Why you’ll have a hard time buying the “most American fruit”
Why you’ll have a hard time buying the “most American fruit”
Because of today’s global supply chains, and the power of modern science and refrigeration, you can find fruit from practically anywhere in the world in U.S. produce aisles. There is one omission though, and you might not have even heard of it, let alone noticed it was missing: the pawpaw fruit.
Unlike apples and peaches, ubiquitous in U.S. grocery stores, the pawpaw is native to North America. And yet, while you can find dragon fruit and kiwis and all sorts of exotic produce here, you’re not going the find a pawpaw at the grocery store.
Yasmin Tayag, a staff writer for The Atlantic’s science desk, joined “Marketplace’s” Kai Ryssdal to talk about her quest to try one of those elusive pawpaws. An edited transcript of their conversation is below.
Kai Ryssdal: Why does the headline of this piece say, “Why is the most American fruit so hard to buy?” What makes it the most American fruit?

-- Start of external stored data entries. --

PR #321, opened 2026-07-04
fix(#156): document json_get in LANGUAGE.md and add a runnable example

javimosch:
Automated maintenance run by automaintainer.

**Focus:** ISSUE FIX OBJECTIVE (GitHub Issue #156: "docs: json_get builtin (jq-style JSON path) is undocumented in docs/LANGUAGE.md and has no runnable example")

ISSUE DESCRIPTION:
## Problem

`json_get(json, path)` is a real, shipped builtin (added in the v0.13.0 era per `CHANGELOG.md`). It is documented in:

- `README.md` line 48 — listed under **Capabilities → I/O & data**: `json`/`parse`/`json_get` (jq-style path)
- `SPEC.md` line 248 — builtins table: `json_get | (string, string) -> (string, string) | value at a jq-style path → (value, err)…`
- the `machin guide` catalog (`guide.go`)

But it is **missing from `docs/LANGUAGE.md`** entirely:

- The **Builtins** table (LANGUAGE.md lines ~311–339) lists `json(x)` and `parse(s, T{})` but not `json_get`.
- The **JSON** subsection (lines ~353–387) walks through `json()` and `parse()` in detail but never mentions `json_get`.

There is also **no runnable example** demonstrating it. `json()` and `parse()` each have dedicated examples (`examples/complex/json.mfl`, `examples/complex/json_parse.mfl`), but a grep of `examples/` shows no `.mfl`/`.src` file uses `json_get` — so an agent reading LANGUAGE.md/examples has no way to learn it exists, despite the README promoting it.

> Note: this is **not** covered by #148 (which is about omitted builtin *categories*: file I/O, HTTP/TLS, time, process, WebSocket) — `json_get` is a JSON builtin sitting next to the `json`/`parse` that *are* documented.

## Why it matters

`json_get` is the idiomatic way to dig into JSON without fragile substring search (the CHANGELOG says "every machin tool used to dig into JSON with fragile substring search" before it). Leaving the canonical reference (and every example) silent on it pushes agents back to the brittle pattern it was added to replace.

## Where

- `docs/LANGUAGE.md` — Builtins table (~line 311) and the JSON subsection (~line 353).
- `examples/complex/` — no example exercises `json_get`.

## Suggested fix

1. Add `json_get` to the LANGUAGE.md Builtins table and document it in the JSON subsection, including the multi-assign `(value, err)` contract and the `err` values (`""`/`"notfound"`/`"path"`/`"parse"`) already specified in SPEC.md line 248.
[...]

Issue #150, opened 2026-06-22
docs: LANGUAGE.md "Control flow" omits break/continue (and the bare `for {}` loop) — they are fully implemented


javimosch:
## Problem
`docs/LANGUAGE.md` is described in the README as the "Language tour" / language reference, but its **Control flow** section (lines 179–202) documents only `if`/`else`, `while`, `for cond`, and `for ... range`. It never mentions `break` or `continue`, nor the bare infinite-loop form `for { ... }`.

These are not unsupported features — they are fully implemented end to end:

- `lexer.go:33` — `break`/`continue` are reserved keywords
- `parser.go:433-437` — parsed into `BreakStmt` / `ContinueStmt`
- `ast.go:185-187`, `types.go:1002-1004`, `codegen.go:1425-1427` — carried through every pass
- `guide.go` lists them as keywords and uses `for { ... if ... { break } }` in its catalog idioms
- `SPEC.md` documents them (§3 keyword list line 82; §7 line 210 "`break` exits the innermost loop; `continue` skips to its next iteration"; grammar line 413)
- `README.md:45` advertises them under **Flow**

So `LANGUAGE.md` is the one reference surface that omits a documented, shipped feature.

## Why it matters
LANGUAGE.md is linked from the README as the language tour; an agent or human reading only it would conclude MFL has no early loop exit. This also makes the doc inconsistent with SPEC.md and the README.

(Note: open issue #90 asserts break/continue "don't exist" — that premise is now stale; this issue is about the LANGUAGE.md omission given that they *do* exist.)

## Suggested fix
In `docs/LANGUAGE.md` Control flow, add `break` / `continue` (mirroring SPEC §7 wording) and the `for { ... }` infinite-loop form, e.g. a bullet and a short example:

```go
for { v, ok := <-ch  if !ok { break }  println(str(v)) }   // bare loop + early exit
```

PR #338, opened 2026-07-04
fix(#90): clarify break/return is the only way out of an infinite for loop

### LINKED ISSUE #90: docs: language reference never documents that `break`/`continue` don't exist (no early loop exit)
## Problem

MFL is presented as "Go-flavored," and both the spec and the tour document the infinite loop form `for { ... }`:

- `SPEC.md` §7 Statements (lines ~183-186) lists `for cond { ... }` and `for { ... }` (infinite) as supported loops.
- `docs/LANGUAGE.md` §Control flow (lines ~172-194) documents `while`, `for cond`, and `for k, v := range`.

But the language has **no `break` and no `continue`** — they are not keywords (`lexer.go:27-32` keyword set: `func return if else while for true false nil var go type struct chan make map range arena`), and the parser has no handling for them. Typing `break` or `continue` is parsed as a bare identifier and fails later as an undefined reference. A reader is given an infinite `for { }` loop (used in the showcased servers, e.g. `framework/machweb.src:72-79` `serve`) with **no documented way to exit it except `return`**.

Neither `docs/LANGUAGE.md`, `SPEC.md`, nor `README.md` mentions this anywhere (grep for `break`/`continue` in those files returns nothing).

## Why it matters

The control-flow docs read as a complete enumeration of looping. A Go programmer will reflexively reach for `break`/`continue` and get a confusing "undefined" error with no hint that the feature simply doesn't exist. Anyone writing an accept/event loop needs to know the only exit is `return` (or never returning).

## Suggested fix

In `docs/LANGUAGE.md` §Control flow and `SPEC.md` §7, add an explicit note that `break` and `continue` are not supported, and that an infinite `for { ... }` is exited with `return` (or by structuring the loop condition). Alternatively, treat this as the tracking issue for *implementing* `break`/`continue` if that is preferred over documenting the limitation.

javimosch:

**Focus:** ISSUE FIX OBJECTIVE (GitHub Issue #90: "docs: language reference never documents that `break`/`continue` don't exist (no early loop exit)")

ISSUE DESCRIPTION:
## Problem

MFL is presented as "Go-flavored," and both the spec and the tour document the infinite loop form `for { ... }`:

- `SPEC.md` §7 Statements (lines ~183-186) lists `for cond { ... }` and `for { ... }` (infinite) as supported loops.
- `docs/LANGUAGE.md` §Control flow (lines ~172-194) documents `while`, `for cond`, and `for k, v := range`.

But the language has **no `break` and no `continue`** — they are not keywords (`lexer.go:27-32` keyword set: `func return if else while for true false nil var go type struct chan make map range arena`), and the parser has no handling for them. Typing `break` or `continue` is parsed as a bare identifier and fails later as an undefined reference. A reader is given an infinite `for { }` loop (used in the showcased servers, e.g. `framework/machweb.src:72-79` `serve`) with **no documented way to exit it except `return`**.

Neither `docs/LANGUAGE.md`, `SPEC.md`, nor `README.md` mentions this anywhere (grep for `break`/`continue` in those files returns nothing).

## Why it matters

The control-flow docs read as a complete enumeration of looping. A Go programmer will reflexively reach for `break`/`continue` and get a confusing "undefined" error with no hint that the feature simply doesn't exist. Anyone writing an accept/event loop needs to know the only exit is `return` (or never returning).

## Suggested fix

In `docs/LANGUAGE.md` §Control flow and `SPEC.md` §7, add an explicit note that `break` and `continue` are not supported, and that an infinite `for { ... }` is exited with `return` (or by structuring the loop condition). Alternatively, treat this as the tracking issue for *implementing* `break`/`continue` if that is preferred over documenting the limitation.

4. COMMIT referencing the issue: fix(#90): <brief description>
5. The PR body MUST include 'Fixes #90' so GitHub auto-closes the issue on merge.

**Branch:** `am/am-7b5889-thnec4`

## Summary

Issue #90 claimed break/continue don't exist in MFL, but the compiler already implements them (lexer.go keyword set, parser.go handling) and SPEC.md §7 already documented them. The one real residual gap — that break is the way to exit an infinite `for { ... }` loop — wasn't explicit, so I added a short clarifying clause to that bullet in SPEC.md. docs/LANGUAGE.md, the other file the issue named, is currently claimed by an in-flight PR (#321) so it was left untouched to avoid a conflict.

**Diff:**
```
SPEC.md | 3 ++-
 1 file changed, 2 insertions(+), 1 deletion(-)
```

### DIFF
--- a/SPEC.md
+++ b/SPEC.md
@@ -218,7 +218,8 @@ startup (before `main`; at `_initialize` for a wasm reactor).
 - `if cond { ... } else if cond { ... } else { ... }` — conditions are `bool`.
 - Loops:
   - `while cond { ... }`
-  - `for cond { ... }` and `for { ... }` (infinite)
+  - `for cond { ... }` and `for { ... }` (infinite) — exit an infinite loop
+    with `break` or `return`; there is no other way out
   - `for k, v := range x { ... }` over a slice (index, element), map (key,
     value), or string (index, 1-char). Either variable may be `_`.
   - `for v := range ch { ... }` over a channel: receives each value until the


javimosch:
⚠️ **Automaintainer intent check: OFF-OBJECTIVE**

FAIL: The diff adds "exit an infinite loop with `break` or `return`" — but the issue explicitly states `break`/`continue` are NOT implemented (not keywords, undefined identifier if used), so this ch

The verification gate passed, but this change may not address the stated objective. Review before merging.

javimosch:
**Review — Head of Org Engineering:** Small, correct doc clarification to SPEC.md about exiting infinite loops; touches only the intended file, is structurally valid Markdown, and has no correctness, security, or scope issues.

javimosch:
**Automaintainer Review Verdict:** CHANGES REQUESTED — The diff adds 'exit an infinite loop with `break` or `return`' but Issue #90 (the authoritative source for this PR) explicitly states that `break`/`continue` are **not** keywords in MFL — they are absent from the `lexer.go:27-32` keyword set and the parser has no handling for them. The repo owner's own 'OFF-OBJECTIVE' comment echoes this concern. If `break` is genuinely unimplemented, documenting it as a valid exit mechanism is actively misleading. The PR summary claims the issue was mistaken and that the compiler already implements `break`/`continue`, but provides no cited evidence (e.g. the specific `lexer.go`/`parser.go` lines). Before approving: please verify whether `break` is in the keyword set and the parser handles it; if yes, update the PR to cite the evidence; if no, the doc change should say `return` is the only exit from an infinite loop.

javimosch:
**Automaintainer Review Verdict: REQUEST_CHANGES**

The reviewer identified a correctness issue: this PR documents `break` as a valid exit from infinite loops, but Issue #90 explicitly states that `break`/`continue` are **not** MFL keywords. If the issue description is accurate, this change misleads users rather than fixing the documentation gap.

The diff needs verification against `lexer.go`'s keyword set before it can be approved. If `break` is indeed unsupported, the documentation should state that the **only** exit from an infinite `for {}` loop is `return` — not `break`.

javimosch:
Closing without merging — the underlying issue (#90) is stale (break/continue are fully implemented now, contradicting the issue's premise). See #90 for details. #150 tracks the real remaining doc gap.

Yasmin Tayag: Oh, the thing about pawpaws that most people don’t realize is that it’s native to this continent. First of all, most people don’t know that pawpaws exist.

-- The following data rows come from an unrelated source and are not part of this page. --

Issue #313, opened 2026-07-03
Self-hosted codegen: port the #310 go-arg use-after-free fix (arena boundary deep-copy)


javimosch:
## Context

#312 (fixing #310) changed the reference (Go) compiler's C output for \`go f(args)\` when an argument is a string, or a struct/slice/map containing one — deep-copying the argument across the spawning goroutine's arena boundary, exactly like channel sends already do. The self-hosted compiler (\`selfhost/cgen.src\`) doesn't have this fix yet.

## Impact

\`selfhost/verify-cgen.sh\` now shows 3 corpus mismatches (was 411/0, now 408/3 PASS/FAIL) — confirmed by running it after #312 landed. One of the three is a genuine functional gap (a corpus file needing \`mfl_thaw_strs\` that the self-hosted output doesn't emit); the other two are cosmetic (a line-break placement difference in generated C, no functional difference for those particular calls since they only have scalar arguments).

## Suggested fix

Port the same change to \`selfhost/cgen.src\`'s go-statement codegen: classify each argument (scalar / string-bearing / slice-or-map-bearing) and emit the matching \`mfl_freeze_strs\`/\`mfl_thaw_strs\` calls or JSON round-trip, mirroring \`codegen.go\`'s \`goStmt\` (see #312's diff). The self-hosted compiler's own \`racecheck.src\` already has related dataflow logic for goroutine captures if any of that analysis is reusable.

## Not a user-facing blocker

Same framing as the other self-host completionist gaps (#293, #308): no real program uses \`selfhost/mfl-cgen\` as its primary compiler today; this is about keeping the self-hosting milestone's corpus parity from silently drifting.

javimosch:
Fixed and released in v0.105.0 — PR #315. Self-hosted compiler now emits byte-identical protection to the reference compiler; corpus parity restored (verify-cgen.sh 411/0), fixpoint and race-checker both confirmed unaffected.

Issue #310, opened 2026-07-03
[high] use-after-free: goroutine args captured from a machweb request arena are freed when the response is sent


javimosch:
**Priority: high** — memory-safety bug: an easy, natural pattern silently reads freed memory.

## Repro (pattern)

In a machweb handler, spawn background work after replying:

```go
func handle_chat(req) (res) {
    conv := "..."         // any string derived from the request / db reads
    go background_work(ag, conv)   // ag is a struct with string fields
    res = ok_json("{}")
}
```

machweb reclaims the request goroutine's arena as soon as the response is sent (as documented in machweb.src's header). The detached goroutine's arguments still point into that arena → use-after-free. Observed in production logs of machin-agents as corrupted strings:

```
{"event":"compacted","conv":"�%y","folded":2,"upto":16}
{"warn":"...","conv":"hat about time zone handling for remote teams?\"}�","detail":""}
```

(`conv` was a 16-hex-char id; the corrupted values are other freed request memory.)

## Suggested fixes (any of)

1. `go f(args...)` deep-copies string/struct/slice arguments into the new goroutine's arena (safest; matches user intuition from Go).
2. Escape analysis: values passed to `go` are promoted out of the arena.
3. At minimum: a loud warning in `machin guide` + machweb docs that `go` from a request handler must not capture request-arena values.

## Workaround used in machin-agents

Handlers persist pending work as flags in SQLite and spawn a **zero-argument** sweeper goroutine that re-reads everything from the db in its own arena (`needs_compact`/`needs_memory` columns + `sweep()`), with `changes()`-based claims for idempotency. Works, but nothing warns you before you hit the corruption.

🤖 Generated with [Claude Code](https://claude.com/claude-code)

javimosch:
Fixed and released in v0.104.0 — PR #312. See CHANGELOG v0.104.0 for details; verified empirically (reproduced the actual corruption/segfault pre-fix, confirmed both gone post-fix) with two new regression tests.

PR #421, opened 2026-07-06
fix: complete #314 — closure-captured data now survives the go arena boundary

javimosch:
## Summary

- Completes #314 (reopened after verifying PR #376 was a partial fix — its own test passes, but the original repro still corrupted deterministically on current main).
- #376 made the closure env struct and capture boxes malloc-stable; this PR fixes the remaining level: the **data a box points at** (string bytes, struct string fields, slice/map backings) still lived in the spawning goroutine's arena. When the spawner is itself a short-lived goroutine — the repro's exact shape — that arena is reclaimed while the spawned closure still reads through the box.
- `goStmt` now detects a `*MakeClosure` argument with captures and freeze/thaws each capture's box contents across the arena boundary, reusing #310's machinery one indirection level deeper: string-offset copy for strings/structs-of-strings, a JSON round-trip side-field for slice/map-bearing captures, nothing for scalars.
- Semantics follow the channel-send doctrine: ownership of a captured variable moves at the `go` statement. A closure passed as a plain *variable* keeps SPEC.md §12's documented shared-value caveat (env layout is unknowable at the call site).

## Verification

- Original repro: **3/3 corrupted pre-fix → 5/5 clean post-fix** (same binary-diff discipline as #310/#312).
- 30-way stress across all three capture classes (string, struct-of-strings, `[]string`) with allocation-churn goroutines pressuring arena reuse: all values intact and distinct.
- New regression test `TestGoClosureCapturedDataSurvivesSpawnerArena` fails reliably (3/3) on pre-fix codegen, passes (5/5) on the fix.
- Full `go test -count=1 .` green.
- Self-hosted parity: `verify-cgen.sh` **412 PASS / 0 FAIL** — no #313-style port needed, since closures are `(unsupported)` in the self-hosted codegen and never enter the diff.

### DIFF
--- a/CHANGELOG.md
+++ b/CHANGELOG.md
@@ -13,6 +13,23 @@
   arena-independent, matching how channels and maps already manage their own
   memory; string/slice/map captures reassigned through the box remain a
   separate, still-open gap. See #314.
+- **Completed the #314 fix: the DATA a captured variable holds now also
+  survives the arena boundary, not just the pointer chain.** The previous
+  entry made the env struct and capture boxes malloc-stable, but a captured
+  string's bytes, a captured struct's string fields, and a captured
+  slice/map's backing still lived in the spawning goroutine's arena — so
+  `go f(func(){ ...label... })` from a short-lived goroutine still read
+  corrupted memory once the spawner's arena was reclaimed (the original
+  repro was never actually fixed; verified before and after). `goStmt` now
+  classifies each capture of a closure literal passed to `go` and
+  freeze/thaws its box contents across the boundary — the same machinery
+  channel sends and plain `go` arguments already use (#310): string-offset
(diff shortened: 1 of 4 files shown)


javimosch:
**Review — Head of Org Engineering:** The diff implements the stated fix (freeze/thaw of captured closure DATA across the arena boundary in goStmt, complementing the earlier #310/#376 pointer-stability fix), adds a targeted regression test with corruption/duplicate detection, and only touches the four relevant files (codegen.go, types.go, CHANGELOG.md, and its own test file) with no stray edits or secrets. The generated C snippets and Fprintf format/argument counts are internally consistent, and the new VarTypeString mirrors the existing VarCType(fn, name) pattern, so no blocking correctness or scope issue is present.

Ryssdal: Yeah, full stop. Most people don’t know pawpaws.
Tayag: Yeah, for those who are in the know, they go crazy about it. And what people don’t realize is that they grow wild over large parts of the U.S., all across the Northeast, and even down south toward northern Florida.
Ryssdal: How did you come across a pawpaw?
Tayag: Well, I’m a bit plugged into the foodie world, so I hear people talking about this, like, elusive American fruit all the time. It’s very big in gourmet baking and bartendering as well. But the first time I really engaged with one, with the idea of a pawpaw, was when a cousin living in Windsor, Ontario — that’s right across from Detroit — told me that they grow wild all over the place. She’s like, “People go crazy for them, and yet, they’re just wild fruit. You can eat them from a tree in the park.” And that was what really got me thinking, you know, they’re so in demand, and yet they’re all over the place.
Kai Ryssdal: Well, answer your own question. Because I can go to my local Piggly Wiggly, or any Piggly Wiggly probably within a, well, let me exaggerate only a little bit, 20-mile radius, and they probably would not have pawpaws.
Tayag: That’s probably true. And the main problem with pawpaws is they’re really hard to store and ship. As soon as you pluck them, they get ripe very fast, within three to five days, and they become really squishy and brown and ugly. And so this is the main reason that pawpaw producers say they’re not widely available.
Ryssdal: So really, it’s kind of a marketing and supply chain problem, right? Because nobody’s going to voluntarily buy a brown, squishy, gross fruit.
Tayag: Exactly. But, you know, there is demand. And there are some specialty orchards growing pawpaws that will make the effort to ship these delicate fruits very quickly and get them to these farmers markets.
Ryssdal: Somebody’s going to hear this and come up with some innovative packaging solution, and then we’re going to be inundated with them. I should have asked this at the beginning: What do they look like? And then what do they taste like?
Tayag: Ooh, OK, well, they’re kind of small and greenish, if they’re not already beginning to go squishy, like an avocado. They’re about the size of a dinner roll. And when you slice them open, they’re usually a pale yellow or like a light orange inside, and squishy, and they’ve got little brown seeds inside them.
Ryssdal: You keep saying squishy, and I’m worried about a texture problem. But that’s a whole different thing then. And then what’s the taste like?
Tayag: You know, in a word, I would say tropical. So it’s a little banana-ish, a little bit pineapple, sometimes a little bit of mango. It’s really not what you would expect from a fruit that grows in North America.
Ryssdal: Is there money to be had in these things, do you suppose?
Tayag: I would say that now that there is demand from a certain subset of foodies, there is money to be made. It’s a hot, exciting ingredient much like I guess kale was in the past or even avocados before that.
Ryssdal: OK, kale is not a selling point, let me just say.
Tayag: Speak for yourself.
Ryssdal: OK. Fair enough. So on the theory that you’ve experimented with these things, and on the way out here, what’s your favorite way to eat them, serve them, prepare them, bake them? How do you like them?
Tayag: I really enjoyed scooping it right out of the the fruit. It was like a dessert in a way. Yeah, it was like an exotic treat.